Anísio Spínola Teixeira nasceu em Caetité–BA, (Vila do Príncipe), importante centro econômico, cultural e político do centro-sul baiano, 757 km de Salvador a 12 de julho de 1900. Filho do Dr. Deocleciano Pires Teixeira (médico, importante figura da sociedade local) e d. Ana de Souza Spinola, de inteligência incomum, desde cedo chamava à atenção dos professores da escola dos jesuítas. Anísio fez seus estudos primário e ginasial na sua cidade natal, transferindo-se em 1914 do Instituto São Luis Gonzaga, para o Colégio Antônio Vieira, em Salvador, onde conhece Hemes Lima (1902-1978). Em 1917, o padre Cabral lhe desperta admiração que o influenciaria a abraçar a carreira religiosa. Três anos depois, em carta ao pai anuncia o despertar da vocação religiosa e o desejo de ingressar na Companhia de Jesus, não obtém a aprovação pretendida.

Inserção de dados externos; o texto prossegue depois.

PR #2272, opened 2024-04-24
fix grad_val

NAnand-TUD:
## Proposed Changes
*As mentioned in the last few dev meetings, there was some error with GradVal for the streamwise solver with Massflow. This was because the take was not cleared during SetRecoding. In the current version, the register of extra solutions is moved to Register Variables and gradients look consistent.*

## Related Work
*SWP-Isothermal with mass flow also shows good gradient validation after implementing this fix. In theory, this should not fix any other part of the code.*

## PR Checklist

- [ x ] I am submitting my contribution to the develop branch.
- [ x ] My contribution generates no new compiler warnings (try with --warnlevel=3 when using meson).
- [ x ] My contribution is commented and consistent with SU2 style (https://su2code.github.io/docs_v7/Style-Guide/).
CAD_GRAD_AFTER
CAD Sensitivites after making changes, gradients are symmetric for the upper and lower variables.
CAD_GRAD_BEFORE
CAD Sensitivities before making changes, gradients are not-symmetric for the upper and lower variables.
Case_Image_RTemp
Test Case!
FFD_GRAD_AFTER
FFD Sensitives also co-relate well

### DIFF
--- a/SU2_CFD/src/solvers/CDiscAdjSolver.cpp
+++ b/SU2_CFD/src/solvers/CDiscAdjSolver.cpp
@@ -162,8 +162,6 @@ void CDiscAdjSolver::RegisterSolution(CGeometry *geometry, CConfig *config) {
   /*--- Boolean true indicates that an input is registered ---*/
   direct_solver->GetNodes()->RegisterSolution(true);
 
-  direct_solver->RegisterSolutionExtra(true, config);
-
   if (time_n_needed)
     direct_solver->GetNodes()->RegisterSolution_time_n();
 
@@ -261,6 +259,8 @@ void CDiscAdjSolver::RegisterVariables(CGeometry *geometry, CConfig *config, boo
     config->SetIncPressureOut_BC(BPressure);
     config->SetIncTemperature_BC(Temperature);
 
+    direct_solver->RegisterSolutionExtra(reset, config);
+
   }
 
   /*--- Register incompressible radiation values as input ---*/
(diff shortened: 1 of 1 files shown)


SU2_CFD/src/solvers/CDiscAdjSolver.cpp
```diff
@@ -261,6 +259,8 @@ void CDiscAdjSolver::RegisterVariables(CGeometry *geometry, CConfig *config, boo
     config->SetIncPressureOut_BC(BPressure);
     config->SetIncTemperature_BC(Temperature);
 
+    direct_solver->RegisterSolutionExtra(reset, config);
```
pcarruscag, line 262: I don't think the boolean passed to this function means "reset". But I'll assign @TobiKattmann to this one.

NAnand-TUD: `unsigned long CIncEulerSolver::RegisterSolutionExtra(bool input, const CConfig* config) {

Em 1922 forma-se em Direito pela Universidade do Rio de Janeiro, chegou ao então governador Francisco Marques de Góes Calmon (1924-1928) a quem não conhecia pessoalmente, na condição de modesto candidato a promotor público de Caetité, mas Góes Calmon ofereceu-lhe o cargo de diretor de Instrução Pública e nomeou-o em abril de 1924. Seu nome fora indicado pelo ex-colega Hermes Lima, que servia no gabinete do governador, que “preocupava-o muito o problema da instituição e na procura de alguém para chefiar o respectivo departamento, lembrei-lhe o nome de Anísio. Ele ouviu, fez perguntas, ponderou e expediu o convite”.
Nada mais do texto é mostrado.